EXERCISE DESCRIPTION: In this exercise, the entries below are to be transcribed exactly, line by line.

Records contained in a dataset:
■ ■ ■ ■ ■ ■ ■
PR #2245, opened 2025-06-25
IA-4328 Expose `InstanceFiles` to mobile small enhancements

kemar:
Small enhancements suggestions for #2239

### DIFF
--- a/iaso/api/instances/instances.py
+++ b/iaso/api/instances/instances.py
@@ -205,7 +205,7 @@ class InstancesViewSet(viewsets.ViewSet):
         queryset = InstanceFile.objects_with_file_extensions.filter(instance__in=instances)
 
         image_only_serializer = ImageOnlySerializer(data=request.query_params)
-        image_only_serializer.is_valid(raise_exception=False)
+        image_only_serializer.is_valid(raise_exception=True)
         image_only = image_only_serializer.validated_data["image_only"]
 
         queryset = queryset.filter_image_only(image_only=image_only)
--- a/iaso/api/instances/instances.py
+++ b/iaso/api/instances/instances.py
@@ -204,7 +204,10 @@ class InstancesViewSet(viewsets.ViewSet):
         instances = instances.for_filters(**filters)
         queryset = InstanceFile.objects_with_file_extensions.filter(instance__in=instances)
 
-        image_only = ImageOnlySerializer(data=request.query_params).get_image_only(raise_exception=False)
+        image_only_serializer = ImageOnlySerializer(data=request.query_params)
+        image_only_serializer.is_valid(raise_exception=False)
+        image_only = image_only_serializer.validated_data["image_only"]
+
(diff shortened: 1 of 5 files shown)


iaso/api/instances/instances.py
```diff
@@ -204,7 +204,10 @@ def attachments(self, request):
         instances = instances.for_filters(**filters)
         queryset = InstanceFile.objects_with_file_extensions.filter(instance__in=instances)
 
-        image_only = ImageOnlySerializer(data=request.query_params).get_image_only(raise_exception=False)
+        image_only_serializer = ImageOnlySerializer(data=request.query_params)
+        image_only_serializer.is_valid(raise_exception=True)
+        image_only = image_only_serializer.validated_data["image_only"]
```
bmonjoie, line 209: I fail to see how this is better than what was there before.
The code is a lot more verbose and you hardcoded `"image_only"`.

If you wanted to raise an exception, you could have done:
```
image_only = ImageOnlySerializer(data=request.query_params).get_image_only(raise_exception=True)
```

iaso/api/instances/views_mobile.py
```diff
@@ -44,10 +43,13 @@ def attachments(self, request, uuid):
         except Instance.DoesNotExist:
             instance = get_object_or_404(self.get_queryset(), pk=uuid)
 
-        queryset = InstanceFile.objects_with_file_extensions.filter(instance=instance)
+        image_only_serializer = ImageOnlySerializer(data=request.query_params)
+        image_only_serializer.is_valid(raise_exception=True)
+        image_only = image_only_serializer.validated_data["image_only"]
```
bmonjoie, line 48: Same remark as before

iaso/api/instances/views_mobile.py
```diff
@@ -44,10 +43,13 @@ def attachments(self, request, uuid):
...
 
-        image_only = ImageOnlySerializer(data=request.query_params).get_image_only(raise_exception=False)
-        queryset = queryset.filter_image_only(image_only=image_only)
+        queryset = instance.instancefile_set(manager="objects_with_file_extensions").filter_image_only(
+            image_only=image_only
+        )
```
bmonjoie, line 52: Nice, I didn't know we could do that!

bmonjoie (commented):
Thanks for making the test more generic and adding the handy shortcut for the manager. As for removing `get_image_only`, I fail to see the added value. IMHO, it makes the code worse

iaso/api/instances/instances.py
kemar: This is not really better but this is something more idiomatic and common in the codebase

bmonjoie (approved):
As discussed, I don't think changing `ImageOnlySerializer` makes the code cleaner. Nevertheless, I am not the one maintaining this code base and, despite my remarks, if you think this is better/more idiomatic/more easily maintainable/whatever, then feel free to merge this :slightly_smiling_face:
■ ■ ■ ■ ■ ■ ■
SOLUTION BELOW:
PR #2245, opened 2025-06-25
IA-4328 Expose `InstanceFiles` to mobile small enhancements

kemar:
Small enhancements suggestions for #2239

### DIFF
--- a/iaso/api/instances/instances.py
+++ b/iaso/api/instances/instances.py
@@ -205,7 +205,7 @@ class InstancesViewSet(viewsets.ViewSet):
         queryset = InstanceFile.objects_with_file_extensions.filter(instance__in=instances)
 
         image_only_serializer = ImageOnlySerializer(data=request.query_params)
-        image_only_serializer.is_valid(raise_exception=False)
+        image_only_serializer.is_valid(raise_exception=True)
         image_only = image_only_serializer.validated_data["image_only"]
 
         queryset = queryset.filter_image_only(image_only=image_only)
--- a/iaso/api/instances/instances.py
+++ b/iaso/api/instances/instances.py
@@ -204,7 +204,10 @@ class InstancesViewSet(viewsets.ViewSet):
         instances = instances.for_filters(**filters)
         queryset = InstanceFile.objects_with_file_extensions.filter(instance__in=instances)
 
-        image_only = ImageOnlySerializer(data=request.query_params).get_image_only(raise_exception=False)
+        image_only_serializer = ImageOnlySerializer(data=request.query_params)
+        image_only_serializer.is_valid(raise_exception=False)
+        image_only = image_only_serializer.validated_data["image_only"]
+
(diff shortened: 1 of 5 files shown)


iaso/api/instances/instances.py
```diff
@@ -204,7 +204,10 @@ def attachments(self, request):
         instances = instances.for_filters(**filters)
         queryset = InstanceFile.objects_with_file_extensions.filter(instance__in=instances)
 
-        image_only = ImageOnlySerializer(data=request.query_params).get_image_only(raise_exception=False)
+        image_only_serializer = ImageOnlySerializer(data=request.query_params)
+        image_only_serializer.is_valid(raise_exception=True)
+        image_only = image_only_serializer.validated_data["image_only"]
```
bmonjoie, line 209: I fail to see how this is better than what was there before.
The code is a lot more verbose and you hardcoded `"image_only"`.

If you wanted to raise an exception, you could have done:
```
image_only = ImageOnlySerializer(data=request.query_params).get_image_only(raise_exception=True)
```

iaso/api/instances/views_mobile.py
```diff
@@ -44,10 +43,13 @@ def attachments(self, request, uuid):
         except Instance.DoesNotExist:
             instance = get_object_or_404(self.get_queryset(), pk=uuid)
 
-        queryset = InstanceFile.objects_with_file_extensions.filter(instance=instance)
+        image_only_serializer = ImageOnlySerializer(data=request.query_params)
+        image_only_serializer.is_valid(raise_exception=True)
+        image_only = image_only_serializer.validated_data["image_only"]
```
bmonjoie, line 48: Same remark as before

iaso/api/instances/views_mobile.py
```diff
@@ -44,10 +43,13 @@ def attachments(self, request, uuid):
...
 
-        image_only = ImageOnlySerializer(data=request.query_params).get_image_only(raise_exception=False)
-        queryset = queryset.filter_image_only(image_only=image_only)
+        queryset = instance.instancefile_set(manager="objects_with_file_extensions").filter_image_only(
+            image_only=image_only
+        )
```
bmonjoie, line 52: Nice, I didn't know we could do that!

bmonjoie (commented):
Thanks for making the test more generic and adding the handy shortcut for the manager. As for removing `get_image_only`, I fail to see the added value. IMHO, it makes the code worse

iaso/api/instances/instances.py
kemar: This is not really better but this is something more idiomatic and common in the codebase

bmonjoie (approved):
As discussed, I don't think changing `ImageOnlySerializer` makes the code cleaner. Nevertheless, I am not the one maintaining this code base and, despite my remarks, if you think this is better/more idiomatic/more easily maintainable/whatever, then feel free to merge this :slightly_smiling_face:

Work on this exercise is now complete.